Big push for STEM

New elementary school could mean economic advances, fewer cultural barriers, but dent in district budget
Capital City Fire & Rescue Firefighter Sean Rhea helps Floyd Dryden Middle School seventh grader Kimberly Clark operate a fire hose as part of her Science Technology Engineering and Math (STEM) class.

American students aren’t very good problem solvers, according to global educational rankings. The solution for that issue in Juneau, advocates say, could be a new charter school.


Members of the Juneau School Board and proponents of a new charter school came together during a special meeting Tuesday night. For the second time this year before the board, they proposed creating the first elementary school in Alaska focused on science, technology, engineering and math (STEM).

Although educators and community members began building a layout for their ideal charter school almost two years ago, it was only made public and placed before the board during an Aug. 11 board meeting. Since that introduction, board members took time to build a list of questions surrounding cost and necessity before Monday’s special session.

They weighed the pros and cons, and also attempted to come up with a dollar figure for how much it would eat into the school district’s budget.

JSB Director of Administrative Services David Means estimated a STEM elementary school in the capital city would be an investment of $140,000 to $350,000. The numbers varied because he considered several different factors, such as its location and student population.

Rebecca Soza, a STEM program manager for the Alaska Development Corporation, said it’s worth it if the elementary students receive more science education.

“Nationally, teachers spend 30 minutes a day on science,” she said. “Half of elementary science teachers in Alaska don’t teach science because their math and literacy tracks are more important.”

Marty Dean is an Auke Bay Elementary teacher leading the charge to create the school, which is being called Summit STEM Charter School. He said the need to create more opportunities for students is tied to the fact that in 2018, more than eight million jobs will be in the STEM field.

“For strictly science learning, and this is speaking personally, I have zero minutes (dedicated to science education),” he added.

Elementary-aged minority students already have preconceived notions that STEM jobs are for white adults, Soza said. The idea with this school, she said, would be to submerge them in STEM before they give up on the possibility and themselves.

If the idea comes to fruition, City and Borough of Juneau Attorney Christopher Orman said the school board would not be able to manage the charter’s schools funds as is the norm with public schools and the Montessori school currently operated by the district. The board could only hand out the funds.

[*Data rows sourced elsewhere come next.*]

PR #293, opened 2020-08-02
Fix record

qlonik:
Addressing the same issue as #292 

I added test case to verify this issue. It seems that there is some convention about how test files are named and where they go. Could you adjust the test case file that I've added in the way that you prefer?


qlonik:
Oops, I forgot to rename interfaces in Overloads. I'm going to push that change too.

PR #296, opened 2020-08-05
guard against nullable value

qlonik:
I noticed that trace sometimes causes an unexpected crash because of an unchecked property access on `undefined`/`null` values


mikearnaldi:
Nice catch!

PR #299, opened 2020-08-14
Allow effectful jest mock acquisition

qlonik:
I'm not sure why mock acquisition was limited to only be `IO`. This extends it to be any effect.


qlonik:
I'm guessing this would be a breaking change?

mikearnaldi:
mmm, yes it's breaking but also correct

mikearnaldi:
targeting legacy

Nancy Norman, an education consultant working with Summit free of charge, said a loss in funds and control by the district is outweighed by the positive affect the new school could have on disadvantaged students.

A major goal of the STEM school would be to reach a student population of 50-75 percent free/reduced lunch users. A charter school in the area already exists, but not with this specific goal in mind.

“Children in poverty don’t have the same opportunities,” Norman said.

Juneau School Board President Phyllis Carlson asked Norman and other representatives if they were concerned that they may be creating a segregated school since poorer students tend to be minorities.

Norman responded that involuntary segregation already exists. Public schools in poorer areas already draw in minorities at disproportionate numbers.

“What we intend to do is turn it into a positive agent for change,” Norman said.

Board member Barbara Thurston reminded Summit representatives that current district guidelines for student assignment by address would have to change to assure the charter school had the population, between 75 and 150, that Norman talked about.

“If we don’t change the district policy, is that a problem?” Thurston asked.

Norman, speaking on behalf of the Summit advocates, said it wouldn’t just be a problem — it would be the end of the road.

“If we don’t achieve 50 percent by year three, we close the doors,” Norman said, further clarifying the Summit officials determination to start the school on a mission to serve the disadvantaged.

Board member Brian Holst said he had doubts that what the STEM charter school hoped to achieve was unique to one setting, and that it possibly could be pushed into the public school system without creating an entire new sector.

Norman explained that pushing anything into the school system at large and forcing teachers to restructure their classrooms is an invitation to resistance that takes away from opportunities children receive when they only work with willing participants.

The board will give Summit officials another round of questioning on Sept. 15 with an opportunity for the public to give comment. Norman said she is confident if the board approves the proposal, the school will be open in fall 2016 with no objection by the state.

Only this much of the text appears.